А потому, дабы избавить себя от неприятного, сказал: «хорошо – дайте», и рюмку этого полезного есмирмисменного смешения выпил, и поскорее вздел на себя свою большую рясу на лисьем меху и шапку, и, высоко подняв превеликий воротник, пошел в первой позиции, а Порфирий шел за ним, как ему всегда по субординации назначено было, в другой степени, то есть один шаг сзади за его спиною.
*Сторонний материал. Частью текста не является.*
PR #1681, opened 2019-12-16
Fix SWIG crash in during python generation with -doxygen

burnss887:
If SWIG find next construction, that will be crash:
```c++
  /** \details
    Returns the matrix which maps the WCS to
    the plane coordinate system.

    \param normal [in]  The normal to the plane.
    \param plane [in]  The plane.

    \remarks
    If normal is specified, the origin of the plane is (0,0,0)
  */
  static ECS worldToPlane( const GeVector3d& normal );
  static ECS worldToPlane( const GePlane& plane );
```
I add two checking for empty std::string, and null pointer.

Please, accept this fix.

Regards,
Ivan.


vadz:
The fix looks reasonable, but I don't quite understand how does the name end up being null in the first place in the snippet above, as it seems to be specified for both parameters. It would be nice to extend one of the Doxygen tests to check for this.

P.S. Travis CI failure is spurious and is due to `com.sun.javadoc` disappearance in OpenJDK 13 (we really need to do something about this, but it's unrelated to this PR).

burnss887:
I Think, the problem is in comment, which located before two functions. But, when Swig parse doxygen comments, that he expect to see two arguments for first function. But it see only one argument in function, and return null pointer. And than in callstack called strlen() function which no processing null pointers, and throw unhandled exception.

vadz:
Again, this makes sense, but it would be great to have a precise test case for it, i.e. just add an example of such comment to one of the existing tests that resulted in a crash before and doesn't after applying this PR. I'll try to do it myself when I have time, but if you could please do it, it would be great. TIA!

wsfulton:
Can you please fix this pull request so that it addresses the Python issue only. It seems to have 'grown' some C# changes. Is the additional testing request going to be addressed?

wkalinin:
Probably was intended to be put in a separate branch, no sense to mix these changes.

burnss887:
Sorry, yes, intended to be put in a separate branch, no sense to mix these changes. 
I reverted merges.

wsfulton:
I can't replicate the bug. I can't even get the testcase to go through the code modified in doxyparser.cxx. I used this testcase and the `-doxygen` command line argument:
```
%inline %{
struct ECS {};
struct GeVector3d {};
struct GePlane {};
/** \details
    Returns the matrix which maps the WCS to
    the plane coordinate system.

    \param normal [in]  The normal to the plane.
    \param plane [in]  The plane.

    \remarks
    If normal is specified, the origin of the plane is (0,0,0)
  */
  static ECS worldToPlane( const GeVector3d& normal );
  static ECS worldToPlane( const GePlane& plane );
%}
```
Can you please provide input that triggers the bug in order for me to consider this pull request. If you find it hard, then run swig with the `-E` option on your real project and dump the resulting preprocessed output somewhere for us to download.

jmcfarland-swri:
These changes touch some of the same code as my earlier PR #1654 (which does add a new test case).  We're probably addressing the same underlying issue.  I'll try to take a closer look when I have some time.

mcfarljm:
These changes touch some of the same code as my earlier PR #1654 (which does add a new test case). We're probably addressing the same underlying issue. I'll try to take a closer look when I have some time.

mcfarljm:
I tested this from a few different commits, including aa47b4c438421595b2764044b54502ad378cd7e5 (the parent commit of the PR change).  I used basically the same input as William, and I also wasn't able to reproduce the crash.  With that input, I don't get any comment translation, apparently due to the second overloaded function definition not having any doxygen comments.  If I comment out the second `worldToPlane` declaration, then swig produces this output:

Но когда они таким образом проходили улицею в темноте по дощатому тротуару, под коим сокрыта канава, то отец Павел вскоре стал чувствовать, что пригорьковатое масло, возбуждаясь, даже мяту-холодянку преосиливает и беспрестанно против воли нагоняет слюну. Тогда отец Павел, естественно пожелав узнать, не происходит ли это у него от одной фантазии его воспоминаний, желал себя удостоверить: он ли один себя так ощущает, или же быть может, что и Порфирий, у которого нет дара фантазии, и тот тоже не лучшее терпит.

Подумав так, отец Павел крикнул, не оборачиваясь:

– Порфирий!

А тот, усугубясь, чтобы в такту попадать за его шагом, скоро отвечал:

– Се аз здесь, отче!

– Скажи мне, терпишь ты что-либо на желудке?

– Нет, ничего не терплю.

– Отчего ж ты не терпишь?

– Я имею желудок твердого характера.

– О, сколь же ты блажен, что твое глупорожденье тебя столь нечувствительным учиняет!
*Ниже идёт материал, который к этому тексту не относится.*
PR #1683, opened 2019-12-18
Reimplement Doxygen unit tests for Java using Java 9+ API

vadz:
My Java skills are below average, so the code could almost certainly profit from being reviewed by someone with better language knowledge, but at the very least it works (tested with Java 11 and 14) and allows us to reenable the currently failing test run under macOS, so I'd like to merge this if you don't mind.

### DIFF
--- a/configure.ac
+++ b/configure.ac
@@ -1351,10 +1351,10 @@ fi
 # Check Java version: we require Java 9 or later for Doxygen tests.
 if test -n "$JAVAC"; then
     AC_MSG_CHECKING(if java version is 9 or greater)
-    javac_version=`$JAVAC -version 2>&1`
+    javac_version=`"$JAVAC" -version 2>&1`
     java_version_num=`echo $javac_version | sed -n 's/^javac //p'`
     if test -z "$java_version_num"; then
-        AC_MSG_WARN([unknown format for Java version returned by $JAVAC ($javac_version)])
+        AC_MSG_WARN([unknown format for Java version returned by "$JAVAC" ($javac_version)])
         JAVA_SKIP_DOXYGEN_TEST_CASES=1
         AC_MSG_RESULT(unknown)
     else
--- a/configure.ac
+++ b/configure.ac
@@ -1408,15 +1408,6 @@ if test -z "$JAVA_HOME" && test -n "$JAVA_HOME_MAYBE" ; then
   fi
 fi
 
-# Javadoc support required for the Java test-suite is available by default in jdk9+ and in tools.jar in earlier jdk versions
-AC_MSG_CHECKING(for java tools.jar)
-if test -n "$JAVA_HOME" && test -r "$JAVA_HOME/lib/tools.jar" ; then
-  JAVA_TOOLS_JAR="$JAVA_HOME/lib/tools.jar"
-  AC_MSG_RESULT([$JAVA_TOOLS_JAR])
-else
-  AC_MSG_RESULT(not found)
-fi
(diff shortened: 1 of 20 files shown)


vadz:
Oh. I carefully checked all Travis CI builds to confirm that we were not using Java 8 in any of them any longer, but didn't think about AppVeyor ones, which still do. I'll have to disable Doxygen tests when using Java 8 or earlier...

vadz:
This should be good to go now (I've restarted a couple of completely unrelated Travis CI jobs that died for unknown reasons).

configure.ac
```diff
@@ -1348,6 +1348,33 @@ else
   JAVAC="$JAVACBIN"
 fi
 
+# Check Java version: we require Java 9 or later for Doxygen tests.
+if test -n "$JAVAC"; then
+    AC_MSG_CHECKING(if java version is 9 or greater)
+    javac_version=`$JAVAC -version 2>&1`
```
wsfulton:
```suggestion
    javac_version=`"$JAVAC" -version 2>&1`
```
To fix Appveyor output:
```
configure: WARNING: unknown format for Java version returned by C:/Program Files (x86)/Java/jdk1.8.0/bin/javac (./configure: line 8548: C:/Program: No such file or directory)
```

wsfulton:
Great to have this upgraded to Java 9. I had just started looking at what was required and the change looks fine. I was under the impression for the javadoc parsing we could have used Java 6 code, I think the Java 9 restriction you have is down to the Doclet. Anyway, I don't think it is important and restricting to Java 9 minimum is fine for these tests.

I checked the output of the old and new tools running this script in Examples/test-suite/java:
```bash
outfile=/tmp/doxygen_comments.txt
rm -f $outfile

doxytests="doxygen_alias doxygen_basic_notranslate doxygen_basic_translate doxygen_basic_translate_style2 doxygen_ignore doxygen_misc_constructs doxygen_nested_class doxygen_parsing_enums doxygen_parsing_enums_proper doxygen_parsing_enums_simple doxygen_parsing_enums_typesafe doxygen_parsing_enums_typeunsafe doxygen_parsing doxygen_translate_all_tags doxygen_translate doxygen_translate_links"

for t in $doxytests ; do
    make -s $t.cpptest
done

for t in $doxytests ; do
    echo "........... $t .............." >> $outfile
    java CommentParser $t >> $outfile
done
```
and comparing outputs. There are a number of `\n`, `<br>` and whitespace differences. There seems to be quite a lot of working around these diffs in the code which I havn't quite understood, but suspect they are okay. Probably a cleanup in this area is needed to update the tests with the new output at a later date. 

At first, I thought there were missing comments in the new code, but it looks like the output is just in a different order. I'll try and analyse it a bit better later, but need to rush off right now.

configure.ac
vadz: Thanks, I missed this one.

vadz:
Thanks for looking at this!

Yes, its the javadoc doclets API we used for "parsing" (in quotes because we really didn't parse anything but just let javadoc do it for us) is what got removed in Java 13 and had to be replaced with Java 9+-only new doclet API. I'm not sure what could be the alternative, however: we definitely don't want to do any actual parsing ourselves, do we?

The output is indeed different and I was a bit worried about it initially, but IMO the important thing is that `make check-doxygen` works, so I didn't bother with `\n`s and `<br>`s. As for the comment order changes, we could easily avoid them by sorting them but, again, I don't think it really matters.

А Порфирий этого намека не разобрал и говорит:

– Не могу понять этих слов, отче.

– Ты ел осетрину?

– Как же, отче, благодарю вас, – хозяйка мне с вашего блюда отделила и вынесла. Рыба вкусная.

– Ну вот, а я в ней масляную горесть ощущал.
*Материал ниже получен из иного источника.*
PR #2097, opened 2021-11-11
Improve cast mode for (unsigned)? long long.

degasus:
Call SWIG_CanCastAsInteger only once for better performance

Avoid falling back to SWIG_AsVal(long) as this method should not provide any gain.

Sadly the fallback changed the behavior in cast mode:
For type long, we try to cast with `PyInt_AsLong` first. This truncates all doubles, so `1.999` will yield `1`.
For type long long, we don't call `PyInt_AsLongLong` for unknown reason. The next code will check for 8LSB precision and round correctly.

So the current behavior for long long:
Doubles which fits in 32bit on windows gets implicitly truncated, larger doubles get a precision check (both fraction and 53bit mantissa).
On linux with 64bit longs, everything which fits in 64bit gets implicitly truncated.

This sounds like a *very* strange behavior to me. Which one do we want overall?
Shall it fail for doubles larger than 53bit?
Shall it fail for fractional doubles?


Examples/test-suite/python/python_overload_simple_cast_runme.py
```diff
@@ -165,8 +165,8 @@ def __float__(self):
 
 
 # unsigned long long
-ullmax = 9223372036854775807  # 0xffffffffffffffff
-ullmaxd = 9007199254740992.0
+ullmax = 0xffffffffffffffff
+ullmaxd = float(2**53 - 1)  # 2**53 does not differ from 2**52+1
```
wsfulton, line 169: While I ponder this patch...

1. I don't understand the comment; my python interpreter does not agree with it either:
```
>>> 2**53
9007199254740992
>>> 2**52+1
4503599627370497
```
2. Why "_Decrease the range of double->longlong casts by one. max_d+1.0 will now fail._" ? 9007199254740992 is the maximum value that does accurately convert to float, see below, but you've changed that to one less.
```
>>> ll=9007199254740991
>>> float(ll)
9007199254740991.0
>>> ll=9007199254740992
>>> float(ll)
9007199254740992.0
>>> ll=9007199254740993
>>> float(ll)
9007199254740992.0
```

degasus: Thanks a lot for your review.

1. is a typo. I've corrected it to `2**53 does not differ from 2**53+1`.
2. I actually wonder about the range as well. I think here are two conflicting definitions of max_d. Shall it be the maximum double which can be converted to an integer, or shall `max_d+1` be the first one which cannot be converted to an integer? I think both statements have a valid point, and I'm of course fine with both. Please tell me which way you like more and I will update my patch.

wsfulton: From https://en.wikipedia.org/wiki/Double-precision_floating-point_format 

> Between 2<sup>52</sup>=4,503,599,627,370,496 and 2<sup>53</sup>=9,007,199,254,740,992 the representable numbers are exactly the integers. For the next range, from 2<sup>53</sup> to 2<sup>54</sup>, everything is multiplied by 2, so the representable numbers are the even ones, etc. Conversely, for the previous range from 2<sup>51</sup> to 2<sup>52</sup>, the spacing is 0.5, etc. 

So I think `2**53` should convert. `2**53+1` should not. Anything between `2**53` and `2**53+1` should not either as it is not a whole number. Because whole numbers should not convert, I don't see that there is a real difference in the two definitions of `max_d`.

degasus: That is exactly the point. `2**53+1` does not exist, the closed two numbers are `2**53` and `2**53+2`. Allowing `2**53` will also convert `float(2**53+1) =: 2**53`. So we have to chose between "`2**53+1` should not" and "`2**53` should", both is not possible.

wsfulton: Okay, agreed then that `2**53-1` is the the highest whole number that can be uniquely represented as a Python float / IEEE-754 C double and be converted into an integral number.

wsfulton:
> Sadly the fallback changed the behavior in cast mode:

Am confused about what fallback this is referring to and whether it is before or after your changes in the patch. Please detail a bit more.

> This truncates all doubles, so 1.999 will yield 1.
I couldn't replicate this before or after your change.

wsfulton:
> This truncates all doubles, so 1.999 will yield 1.

So, yes, there is an inconsistency here that needs addressing for castmode. The best documentation we have for cast mode is in the [CHANGES](https://github.com/swig/swig/blob/master/CHANGES) file dated 12/23/2005
```
	      foo(1.0) // Ok
	      foo(1.3) // Error
```
From what I can see silent rounding down incorrectly occurs for signed types (int, long, long long), but an exception is correctly thrown to prevent silent rounding down for unsigned types (unsigned int, unsigned long, unsigned long long).

degasus:
@wsfulton Sorry for the late respond, I've missed your comment. For the "fallback", I'm talking about `SWIG_AsVal_frag(long long)` calling ``SWIG_AsVal_frag(long)`. My patch here dropped this and inlined the required checks to the `long long` itself.

So indeed, the `long` behavior is still kind of broken and I plan to fix this immediately after this one here is done. As this patch here also provides all edge case tests for this cast mode, I hope to get a more consistent behavior overall.

degasus:
@wsfulton Is anything still missing for this PR? I'm currently waiting for it to get merged.

wsfulton:
Are you able to you address the inconsistency? From what I remember experimenting with your patch, I got quite confused with what had changed for the better and for the worse. If the patch only made improvements, it would be okay, bit it does seem to have undesired changes. Given that this is a really core piece of functionality and my time is short, I'm inclined to only accept it if it only introduced desired changes.

degasus:
@wsfulton Yes, this patch adresses this inconsistency for `(unsigned)? long long`. Based on my experiments, an error of roughly the last 5 bits (LSBs) are ignored (e.g. `1.0 + 1e-15`). Larger errors like `1.3`  produces an error.

wsfulton:
> @wsfulton Yes, this patch adresses this inconsistency for (unsigned)? long long

But it changes behaviour in other types, right?

degasus:
Only the behavior of `long long` and `unsigned long long` are modified. The behavior of `long` is not changed in this pull request. I plan do implement the same there afterwards.

degasus:
Is there any way how I can help to avoid the long idle times?

wsfulton:
Sorry, am trying to do too much generally atm and I found it quite hard to find much consistency (both with and without your patch) when I first looked at it and I'm not intimately familiar with this area. As it is really core functionality, I'd like to go through this with a fine tooth comb and would prefer not to merge incremental changes as it is much easier to test and check for consistent behaviour amongst all the primitive types. This is quite hard to do incrementally given overloading using different primitive types is needed to check castmode. So, could you please bring forward your plan to add in fixes for the remaining primitive types (long, int, short etc). 

From what I've already understood in your patch so far, your approach seems okay.

We need a final detailed summary of what has changed too. If you could fill in that end user documentation in the CHANGES.current file or post it in a single comment in this pull request, it'll certainly speed up my checking of the improvements. I'm afraid the pull request comment was not all that clear and contains unanswered questions.

wsfulton:
Hi @degasus, is this abandoned now, or will you attend to the final requests?

wsfulton:
Final ping for @degasus

degasus:
@wsfulton I'm really sorry for not being able to work on this for almost a year.

I think your last points are very valid, and all behavior changes should be kind of double tested and verified.

I've tried to split up the simplest part as #2494 : The unit tests for the min/max values. This PR contains no behavior changes but an integer overflow (obvious bug, not behavior change). I hope that the test documents the behavior difference on MSVC and GCC and makes it easier to discuss.

However the tests in #2494 still lack the rounding properties, I will try to add them as well. Nethertheless #2494 is an improvement without downsides (I guess so...) and can be merged without the discussion about which rounding behavior we want.

wsfulton:
@degasus, could you please revisit this pull request now that #2494 has been merged.

wsfulton:
Given comments in https://github.com/swig/swig/pull/2494#discussion_r1435866678, the `long long` and `long` behaviour needs should be consistent in converting from a Python `float` and the tests there should be modified to reflect a change to fix the consistency.

I think the check in the `long long` for a size < 2**53 is flawed and should instead be replaced with something that determines if the float is actually an integral value.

– Горесть на душе и я ощущал.

– Да, но я ее и теперь еще ощущаю.

– И я тоже ощущаю.

– Она мне мутит.

– А как же: и меня на душе мутит.

– Да, но отчего же я сплеваю, а ты не сплеваешь?

– Нет, и я тоже сплеваю.

– Но через что же это, как я сплеваю, я это слышу, а как ты сплеваешь, это не слышно?

– А это верно оттого, что вы передом идете.

– Ну так чтό в том за разность?

– А вы просторно на тротуар плюваете, где люди ходят, и там на твердом плювание слышно.

– Да. А ты?

– А я, как за вами иду, то, простора не видя, вам в спину плюваю – где не слышно.

– Как!

Порфирий снова возобновил то, что сейчас сказал, и добавил, что его плювания потому не слышно, что у предъидущего отца Павла в меховой его шубе спина мягкая.

– Каналья же ты! – воскликнул отец Павел. – Для чего же ты смеешь плевать мне в спину?

– А когда я так следую за вами, то иначе никуда плевать не могу, – отвечал препокорный Порфирий.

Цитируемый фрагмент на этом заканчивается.